Third, a comparison of the purported Luther quote and the actual context shows a severe discontinuity.  As far as I can tell, there's nothing in the immediate context in which Luther directly says, "God is the author of the evil as well as the good in us." Was this meant to be a synopsis of Luther's words, "a man should know that with regard to his faculties and possessions he has the right to use, to do, or to leave undone, according to his own free choice, though even this is controlled by the free choice of God alone, who acts in whatever way he pleases"? If so, that someone would translate Luther's words in such a crude way shows a profound bias in textual interpretation. It's quite possible though whoever originally put the quote together was citing a different section of  De Servo Arbitrio altogether (see my entry here).

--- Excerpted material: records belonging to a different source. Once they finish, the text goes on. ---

PR #937, opened 2021-11-19
Awaiting broadcast of async transactions fails 

Cashmaney:
When trying to send an async transaction via Tendermint34Client it will return an error when waiting for broadcastTxAsync to return.

Can be triggered by calling 

```javascript
const result = await tmClient.broadcastTxAsync({tx: txBytes});
```

Which results in:

```
e: TypeError: Cannot read property 'decodeBroadcastTxSync' of undefined
(node:38652) UnhandledPromiseRejectionWarning: ReferenceError: result is not defined
    at run (C:\Users\Itzik\WebstormProjects\signingtest\main_sg.js:62:28)
    at processTicksAndRejections (internal/process/task_queues.js:93:5)
(node:38652) UnhandledPromiseRejectionWarning: Unhandled promise rejection. This error originated either by throwing inside of an async function without a catch block, or by rejecting a promise which was not handled with .catch(). (rejection id: 1
)
(node:38652) [DEP0018] DeprecationWarning: Unhandled promise rejections are deprecated. In the future, promise rejections that are not handled will terminate the Node.js process with a non-zero exit code.
```

Even though the broadcast itself is successful. This small PR fixes this issue

Tested with Secret Network Testnet running Tendermint version v0.34.14

### DIFF
--- a/packages/tendermint-rpc/src/tendermint34/adaptor/responses.ts
+++ b/packages/tendermint-rpc/src/tendermint34/adaptor/responses.ts
@@ -829,7 +829,7 @@ export class Responses {
   }
 
   public static decodeBroadcastTxAsync(response: JsonRpcSuccessResponse): responses.BroadcastTxAsyncResponse {
-    return this.decodeBroadcastTxSync(response);
+    return decodeBroadcastTxSync(response.result as RpcBroadcastTxSyncResponse);
   }
 
   public static decodeBroadcastTxCommit(


webmaster128:
Nice find! This affects pretty much all versions of CosmJS and can easily be reproduced in tests. It seels like this function was never used and **never tested**. Shame on us. It also shows that you should not use classes for namespacing in JavaScript. We don't write Java.

I'll write a patch that for 0.26.x and add the missing tests.

webmaster128:
Fix released as part of 0.26.5

PR #960, opened 2021-12-06
Replace ripemd160 dependencies with @noble/hashes

webmaster128:


webmaster128:
In order to remove ripemd160 from the dependency tree for most users, we also need to update the hashing dependencies of @confio/ics23.

PR #966, opened 2021-12-16
Re-implement bip39

webmaster128:
This partially reverts https://github.com/cosmos/cosmjs/pull/804 (going back to our own implementation) and inlines much more bip39 functionality.


webmaster128:
This should reduce the bundle size a lot as seen in https://github.com/cosmos/cosmjs/issues/904:
137797752-1822dba0-8fda-4116-91fc-693270c96b39

JakeHartnell:
What else is needed here? Would be great to reduce build size. How best to help get this out of Draft?

webmaster128:
This is basically ready. I just got side-tracked and did not consider this a release blocker for 0.27.0.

The purported quote goes on to say, "and as He saves us without any merit on our part, He also damns us through no fault of ours. . . . All that we do is done, not freely, but through pure necessity.”  
This seems to be similar to the lines, "On the other hand in relation to God, or in matters pertaining to salvation or damnation, a man has no free choice, but is a captive, subject and slave either of the will of God or the will of Satan." Notice in context, Luther says that humans have a limited freedom in regard to the daily things of life (but even that is subject to God's pure freedom) "a man should know that with regard to his faculties and possessions he has the right to use, to do, or to leave undone, according to his own free choice, though even this is controlled by the free choice of God alone, who acts in whatever way he pleases." This appears to have been presented as "All that we do is done, not freely, but through pure necessity"! That's certainly an abuse of Luther's words.

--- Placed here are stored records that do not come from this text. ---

PR #972, opened 2022-01-09
added show address in ledger signer

blackpanther1881:


puneet2019:
@webmaster128 The function is required by the ledger team as one of the requirements to publish the ledger live app.
https://developers.ledger.com/docs/nano-app/publish-introduction/
> The application is compatible with a wallet app with a GUI (a CLI is not enough)

It shows the address in the ledger device. Had added it to our fork  [here](https://github.com/persistenceOne/ledger-amino/blob/main/src/ledgersigner.ts#L41). Since cosmjs then did not have support for other coin-types. 
Would like to have it in cosmjs and remove the dependency on the fork.

packages/ledger-amino/src/launchpadledger.ts
```diff
@@ -166,6 +167,17 @@ export class LaunchpadLedger {
     await this.verifyCosmosAppIsOpen();
   }
 
+  public async verifyAddress(hdPath: HdPath): Promise<AddressAndPublicKeyResponse | ErrorResponse> {
+    await this.verifyDeviceIsReady();
+    assert(this.app, `${this.ledgerAppName} Ledger App is not connected`);
```
webmaster128, line 172: `this.app` is set in the constructor and is non-optional. So we don't need the check here.

Also after `await this.verifyDeviceIsReady();` multiple things are checked already based on `this.app`.

packages/ledger-amino/src/launchpadledger.ts
```diff
@@ -4,7 +4,8 @@ import { fromUtf8 } from "@cosmjs/encoding";
 import { assert } from "@cosmjs/utils";
 import Transport from "@ledgerhq/hw-transport";
 import CosmosApp, {
-  AppInfoResponse,
+  AddressAndPublicKeyResponse,
+  AppInfoResponse, ErrorResponse,
```
webmaster128, line 8: Where is `ErrorResponse` defined? I did not find anything in https://github.com/Zondax/ledger-cosmos-js.

Is this the same we create as `export interface LedgerAppErrorResponse` a few lines below?

packages/ledger-amino/src/launchpadledger.ts
```diff
@@ -166,6 +167,17 @@ export class LaunchpadLedger {
     await this.verifyCosmosAppIsOpen();
   }
 
+  public async verifyAddress(hdPath: HdPath): Promise<AddressAndPublicKeyResponse | ErrorResponse> {
+    await this.verifyDeviceIsReady();
+    assert(this.app, `${this.ledgerAppName} Ledger App is not connected`);
+
+    const hdPathToUse = hdPath;
```
webmaster128, line 174: As in the other methods, `hdPath` should be optional for consistency because the `LaunchpadLedger` instance already has paths configured.

There might be a good reason to remove the default, but then we should do it for all methods.

packages/ledger-amino/src/launchpadledger.ts
```diff
@@ -166,6 +167,17 @@ export class LaunchpadLedger {
     await this.verifyCosmosAppIsOpen();
   }
 
+  public async verifyAddress(hdPath: HdPath): Promise<AddressAndPublicKeyResponse | ErrorResponse> {
```
webmaster128, line 170: The errors are converted to exceptions, right? So this becomes

```suggestion
  public async verifyAddress(hdPath: HdPath): Promise<AddressAndPublicKeyResponse> {
```

packages/ledger-amino/src/launchpadledger.ts
```diff
@@ -200,3 +212,4 @@ export class LaunchpadLedger {
     }
   }
 }
+
```
webmaster128, line 215: Why this diff? Anyways, linter will remove it

packages/ledger-amino/src/ledgersigner.ts
```diff
@@ -37,6 +38,10 @@ export class LedgerSigner implements OfflineAminoSigner {
     return this.accounts;
   }
 
+  public async showAddress(path: HdPath): Promise<AddressAndPublicKeyResponse | ErrorResponse> {
```
webmaster128, line 41:
```suggestion
  public async showAddress(path: HdPath): Promise<AddressAndPublicKeyResponse> {
```

webmaster128 (commented):
Looks good overall, thank you.

Could you run `yarn && yarn lint-fix` to take care of formatting?

I'm not sure if we really want to expose this method in the signer implementation. Maybe we better provide public access to `ledger: LaunchpadLedger` to allow accessing all the detailed methods. But let's clean up some basics first.

vishrutsingh:
@webmaster128 could you please review the latest changes. Thank you.

CHANGELOG.md
```diff
@@ -22,6 +22,7 @@ and this project adheres to
 - @cosmjs/amino: Added `StdTx`, `isStdTx` and `makeStdTx` and removed them from
   @cosmjs/launchpad. They are re-exported in @cosmjs/launchpad for backwards
   compatibility.
+- @cosmjs/ledger-amino: Added `showAddress` in ledgerSigner.
```
webmaster128, line 25:
```suggestion
- @cosmjs/ledger-amino: Added `showAddress` in LedgerSigner.
```

packages/ledger-amino/src/ledgersigner.ts
```diff
@@ -37,6 +38,10 @@ export class LedgerSigner implements OfflineAminoSigner {
     return this.accounts;
   }
 
+  public async showAddress(path: HdPath): Promise<AddressAndPublicKeyResponse> {
```
webmaster128, line 41: This should get its own return type that we can make public. `AddressAndPublicKeyResponse` depends on an external dependency, uses sname_case fields and is not exported from @cosmjs/ledger-amino.

Ideally we have this type on @cosmjs/amino-ledger:

```ts
export interface AddressAndPubkey {
    readonly address: string;
    readonly pubkey: Secp256k1Pubkey;
}
```

webmaster128 (commented):
Thanks.

This still needs a linter run: `yarn lint-fix`

packages/ledger-amino/src/ledgersigner.ts
vishrutsingh: @webmaster128 should this be done by declaring a new module for AddressAndPubkey or changing the existing interface?

webmaster128: The existing interface cannot be changed because it is the format we get from `cosmos-ledger-js`, which is an external dependency.

You can just create the new interface as mentioned above in the same file.

vishrutsingh: @webmaster128 ive added the interface to the signer itself, please let me know if this is the approach?

packages/ledger-amino/src/launchpadledger.ts
```diff
@@ -166,6 +167,16 @@ export class LaunchpadLedger {
...
   }
 
+  public async verifyAddress(hdPath?: HdPath): Promise<AddressAndPublicKeyResponse> {
+    await this.verifyDeviceIsReady();
+
+    const hdPathToUse = hdPath || this.hdPaths[0];
+    // ledger-cosmos-js hardens the first three indices
+    const response = await this.app.showAddressAndPubKey(unharden(hdPathToUse), this.prefix);
+    this.handleLedgerErrors(response);
+    return response as AddressAndPublicKeyResponse;
```
webmaster128, line 177: We trun all errors to exceptions in the first line. So we know there is no error anymore in the result and we can use `AddressAndPubkey` instead of `AddressAndPublicKeyResponse`.

packages/ledger-amino/src/ledgersigner.ts
```diff
@@ -37,6 +43,19 @@ export class LedgerSigner implements OfflineAminoSigner {
     return this.accounts;
   }
 
+  public async showAddress(path: HdPath): Promise<AddressAndPubkey> {
+    const response = await this.ledger.verifyAddress(path);
+
+    if (response.error_message) {
+      throw new Error(response.error_message);
+    }
```
webmaster128, line 51: This is not needed if the lower level methods thows on error

webmaster128:
For some reason, circle CI does not build and test this anymore :/ I will check and finalize after the interface change in LaunchpadLedger

packages/ledger-amino/src/ledgersigner.ts
```diff
@@ -37,6 +43,19 @@ export class LedgerSigner implements OfflineAminoSigner {
...
+
+    return {
+      address: response.address,
+      pubkey: response.compressed_pk,
```
webmaster128, line 55: This line does not compile because compressed_pk is a Buffer and pubkey is a struct

webmaster128:
Thank you for your contribution. I'll wrap this up now in a separate PR.

I'm closing here to avoid duplicate work.

webmaster128:
Could you have a look at https://github.com/cosmos/cosmjs/pull/1008? I want to release this with CosmJS 0.27.1 very soon. This integrates the new functionality also in the node.js and web demo, so it can easily be tested.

The main disconnect for Rome's defenders is Luther's insistence that human ability does not contribute in any meritorious way to salvation. For Luther, if the will is enslaved, it has no ability to do works pleasing to God unto salvation. Humanity, therefore is in total reliance on God's grace. Here is "ground zero" of the debate which requires one to simply read Luther's full argumentation.

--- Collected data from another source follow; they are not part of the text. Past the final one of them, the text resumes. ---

PR #999, opened 2022-01-20
Fix ambiguity in the IBC/TransferMsg/TimeoutTimestamp docs

assafmo:
Fix ambiguity in the IBC/TransferMsg/TimeoutTimestamp docs. 

Also see https://github.com/cosmos/ibc-go/pull/715

### DIFF
--- a/packages/stargate/src/aminomsgs.ts
+++ b/packages/stargate/src/aminomsgs.ts
@@ -377,7 +377,7 @@ export interface AminoMsgTransfer extends AminoMsg {
      */
     readonly timeout_height: AminoHeight;
     /**
-     * Timeout timestamp (in nanoseconds). The timeout is disabled when set to 0.
+     * Timeout timestamp in absolute nanoseconds since unix epoch. The timeout is disabled when set to 0.
      *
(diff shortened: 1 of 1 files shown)


packages/stargate/src/aminomsgs.ts
```diff
@@ -377,7 +377,7 @@ export interface AminoMsgTransfer extends AminoMsg {
      */
     readonly timeout_height: AminoHeight;
     /**
-     * Timeout timestamp (in nanoseconds). The timeout is disabled when set to 0.
+     * Timeout timestamp in absolute nanoseconds since unix epoch. The timeout is disabled when set to 0.
```
webmaster128, line 380:
```suggestion
     * Timeout timestamp in nanoseconds since Unix epoch. The timeout is disabled when set to 0.
```

webmaster128 (commented):
Thanks

packages/stargate/src/aminomsgs.ts
assafmo: Cool! I didn't know you can suggest changes. Thanks.

webmaster128 (approved):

Tuesday, February 11, 2020

Luther: I feel the old clinging dirt of wanting to deal so with God that I may contribute something

"Let anybody try this and he will see and experience how exceedingly hard and bitter a thing it is for a man, who all his life has been mired in his work righteousness, to pull himself out of it and with all his heart rise up through faith in this one Mediator. I myself have now been preaching and cultivating it through reading and writing for almost twenty years and still I feel the old clinging dirt of wanting to deal so with God that I may contribute something, so that he will have to give me his grace in exchange for my holiness. And still I cannot get it into my head that I should surrender myself completely to sheer grace; yet this is what I should and must do. The mercy seat alone must prevail and remain, because he himself has established it; otherwise no man can come before God."

Luther, M. (1999). Luther’s works, vol. 51: Sermons I. (J. J. Pelikan, H. C. Oswald, and H. T. Lehmann, Eds.) (Vol. 51, pp. 284–285). Philadelphia: Fortress Press.